### What you should do
Filter the entries below, keeping every line that has the word "hour".
===== Records supplied =====
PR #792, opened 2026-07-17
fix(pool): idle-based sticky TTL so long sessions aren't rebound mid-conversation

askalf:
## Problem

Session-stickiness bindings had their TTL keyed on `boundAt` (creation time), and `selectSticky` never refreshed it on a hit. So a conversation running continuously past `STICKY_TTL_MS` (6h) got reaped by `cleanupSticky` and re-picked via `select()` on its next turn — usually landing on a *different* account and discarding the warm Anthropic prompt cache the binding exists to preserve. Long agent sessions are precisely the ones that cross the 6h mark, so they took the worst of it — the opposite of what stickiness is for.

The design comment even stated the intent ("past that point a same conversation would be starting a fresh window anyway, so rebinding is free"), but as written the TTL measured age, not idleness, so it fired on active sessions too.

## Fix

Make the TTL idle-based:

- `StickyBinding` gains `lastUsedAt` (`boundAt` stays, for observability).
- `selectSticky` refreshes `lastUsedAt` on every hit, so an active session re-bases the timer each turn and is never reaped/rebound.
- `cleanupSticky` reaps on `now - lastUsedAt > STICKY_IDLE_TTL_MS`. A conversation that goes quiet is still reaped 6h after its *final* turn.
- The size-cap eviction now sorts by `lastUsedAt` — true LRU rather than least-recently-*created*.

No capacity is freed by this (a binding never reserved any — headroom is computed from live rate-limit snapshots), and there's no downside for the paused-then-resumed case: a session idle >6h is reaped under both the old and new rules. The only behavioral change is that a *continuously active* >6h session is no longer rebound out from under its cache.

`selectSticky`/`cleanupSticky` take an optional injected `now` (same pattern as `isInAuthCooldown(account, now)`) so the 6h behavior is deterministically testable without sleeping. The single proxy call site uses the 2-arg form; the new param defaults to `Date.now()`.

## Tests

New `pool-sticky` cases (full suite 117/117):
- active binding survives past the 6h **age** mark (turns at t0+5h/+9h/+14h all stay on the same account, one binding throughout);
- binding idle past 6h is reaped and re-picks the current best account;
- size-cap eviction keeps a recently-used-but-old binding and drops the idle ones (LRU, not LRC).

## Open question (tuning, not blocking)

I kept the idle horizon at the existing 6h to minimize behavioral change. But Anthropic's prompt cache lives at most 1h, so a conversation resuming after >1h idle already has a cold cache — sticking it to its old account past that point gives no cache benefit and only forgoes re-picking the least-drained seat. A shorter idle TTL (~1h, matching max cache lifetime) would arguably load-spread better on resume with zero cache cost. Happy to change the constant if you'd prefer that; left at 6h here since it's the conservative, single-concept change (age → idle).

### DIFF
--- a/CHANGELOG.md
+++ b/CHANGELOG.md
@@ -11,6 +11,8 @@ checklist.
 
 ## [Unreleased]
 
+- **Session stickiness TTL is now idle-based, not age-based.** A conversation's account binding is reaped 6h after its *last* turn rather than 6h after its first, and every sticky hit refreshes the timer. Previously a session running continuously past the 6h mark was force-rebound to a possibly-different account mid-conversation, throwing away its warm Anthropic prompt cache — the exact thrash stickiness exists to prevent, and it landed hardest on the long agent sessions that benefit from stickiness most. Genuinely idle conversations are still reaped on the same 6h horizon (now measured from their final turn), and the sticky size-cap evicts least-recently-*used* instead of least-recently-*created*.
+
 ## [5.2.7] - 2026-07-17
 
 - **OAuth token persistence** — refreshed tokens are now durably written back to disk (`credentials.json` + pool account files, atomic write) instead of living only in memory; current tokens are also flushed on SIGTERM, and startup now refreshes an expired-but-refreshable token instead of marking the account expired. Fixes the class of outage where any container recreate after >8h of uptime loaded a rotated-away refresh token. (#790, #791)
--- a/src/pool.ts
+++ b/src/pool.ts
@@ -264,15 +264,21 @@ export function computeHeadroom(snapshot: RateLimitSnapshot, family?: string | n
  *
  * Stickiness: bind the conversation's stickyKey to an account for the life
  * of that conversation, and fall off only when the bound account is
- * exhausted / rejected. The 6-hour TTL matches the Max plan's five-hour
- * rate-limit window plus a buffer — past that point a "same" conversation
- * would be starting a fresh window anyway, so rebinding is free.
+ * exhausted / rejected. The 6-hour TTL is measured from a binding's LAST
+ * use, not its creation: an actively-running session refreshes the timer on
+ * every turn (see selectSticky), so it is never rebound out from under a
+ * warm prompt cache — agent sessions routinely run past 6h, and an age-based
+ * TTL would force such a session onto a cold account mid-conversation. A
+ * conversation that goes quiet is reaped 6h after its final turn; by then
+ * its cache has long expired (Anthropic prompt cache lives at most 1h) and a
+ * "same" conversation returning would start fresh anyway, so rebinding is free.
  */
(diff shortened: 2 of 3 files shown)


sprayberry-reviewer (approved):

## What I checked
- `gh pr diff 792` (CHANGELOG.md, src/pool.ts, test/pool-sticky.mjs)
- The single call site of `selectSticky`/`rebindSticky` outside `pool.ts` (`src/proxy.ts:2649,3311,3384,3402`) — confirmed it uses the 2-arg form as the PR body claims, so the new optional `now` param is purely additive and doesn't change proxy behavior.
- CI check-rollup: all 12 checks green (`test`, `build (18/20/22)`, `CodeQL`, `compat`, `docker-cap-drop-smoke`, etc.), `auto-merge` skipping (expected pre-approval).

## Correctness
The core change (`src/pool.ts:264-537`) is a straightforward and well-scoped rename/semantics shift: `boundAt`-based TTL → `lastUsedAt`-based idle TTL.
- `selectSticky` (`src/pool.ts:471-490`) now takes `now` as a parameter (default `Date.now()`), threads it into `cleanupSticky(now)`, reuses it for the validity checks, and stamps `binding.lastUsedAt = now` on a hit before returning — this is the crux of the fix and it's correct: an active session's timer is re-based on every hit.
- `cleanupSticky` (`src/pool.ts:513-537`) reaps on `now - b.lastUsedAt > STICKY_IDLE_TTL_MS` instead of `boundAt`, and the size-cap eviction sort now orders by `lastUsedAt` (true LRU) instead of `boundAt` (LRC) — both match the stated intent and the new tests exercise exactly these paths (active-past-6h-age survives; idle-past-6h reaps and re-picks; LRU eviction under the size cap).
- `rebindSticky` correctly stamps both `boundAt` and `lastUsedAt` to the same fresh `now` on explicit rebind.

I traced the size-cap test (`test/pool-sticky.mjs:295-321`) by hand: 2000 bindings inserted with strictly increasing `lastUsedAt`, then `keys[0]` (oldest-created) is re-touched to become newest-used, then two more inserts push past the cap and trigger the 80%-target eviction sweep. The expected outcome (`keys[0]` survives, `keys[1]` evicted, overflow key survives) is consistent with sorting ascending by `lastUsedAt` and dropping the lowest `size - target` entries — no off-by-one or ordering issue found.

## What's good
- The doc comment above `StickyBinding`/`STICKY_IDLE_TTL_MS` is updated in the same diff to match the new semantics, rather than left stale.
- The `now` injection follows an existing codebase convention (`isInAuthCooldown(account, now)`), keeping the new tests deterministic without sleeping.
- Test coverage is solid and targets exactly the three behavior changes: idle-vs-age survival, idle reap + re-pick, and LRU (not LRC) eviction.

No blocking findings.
=====
===== Records supplied =====
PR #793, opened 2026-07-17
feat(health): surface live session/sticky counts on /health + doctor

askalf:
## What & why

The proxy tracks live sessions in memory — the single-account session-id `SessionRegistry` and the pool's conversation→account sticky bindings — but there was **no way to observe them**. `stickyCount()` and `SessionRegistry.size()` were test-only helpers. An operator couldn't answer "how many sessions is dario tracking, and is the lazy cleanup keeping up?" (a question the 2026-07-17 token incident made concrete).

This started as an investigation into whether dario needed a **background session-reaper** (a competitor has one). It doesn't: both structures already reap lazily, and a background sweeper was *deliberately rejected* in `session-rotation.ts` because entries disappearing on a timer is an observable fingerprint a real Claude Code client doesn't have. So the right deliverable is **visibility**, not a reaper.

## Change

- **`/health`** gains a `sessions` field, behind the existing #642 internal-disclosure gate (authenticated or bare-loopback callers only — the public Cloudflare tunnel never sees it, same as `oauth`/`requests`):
=====
### Solution to the problem
- * exhausted / rejected. The 6-hour TTL matches the Max plan's five-hour
+ * exhausted / rejected. The 6-hour TTL is measured from a binding's LAST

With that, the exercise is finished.